PR #77, opened 2020-01-28
fix: added tests for idUtils to improve test coverage

anibapat:

Adds test for idUtils. 

Yarn test

No

No


packages/discovery-react-components/src/utils/document/__tests__/idUtils.spec.tsx
```diff
@@ -0,0 +1,49 @@
...
+
+describe('idUtils - function getId', () => {
+  it('gives back id from a valid item', () => {
+    expect(getId(elements[0])).toBe('469800_469817');
+  });
+
+  it('gives back undefined from an invalid item', () => {
+    const item: any = { text: 'Foo bar' };
+    expect(getId(item)).toBeUndefined();
+  });
```
jhpedemonte: Hmm, this points out a possible issue with current implementation. _If_ there is invalid data, there could be multiple with all the same ID of `undefined`. Could this cause any problems? Would it be better to throw an error or somehow fail gracefully?

anibapat: I have not seen such a scenario/case till now, but yes it would give the same `undefined` id, (could cause issues on the UI, as it will always go to the 1st element, etc. )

== == ==

Instructions for the task
Restate precisely, and with nothing added, the lines from the one with "jhpedemonte: Hmm, this" through the final line of the material.

Response for this exercise
jhpedemonte: Hmm, this points out a possible issue with current implementation. _If_ there is invalid data, there could be multiple with all the same ID of `undefined`. Could this cause any problems? Would it be better to throw an error or somehow fail gracefully?

anibapat: I have not seen such a scenario/case till now, but yes it would give the same `undefined` id, (could cause issues on the UI, as it will always go to the 1st element, etc. )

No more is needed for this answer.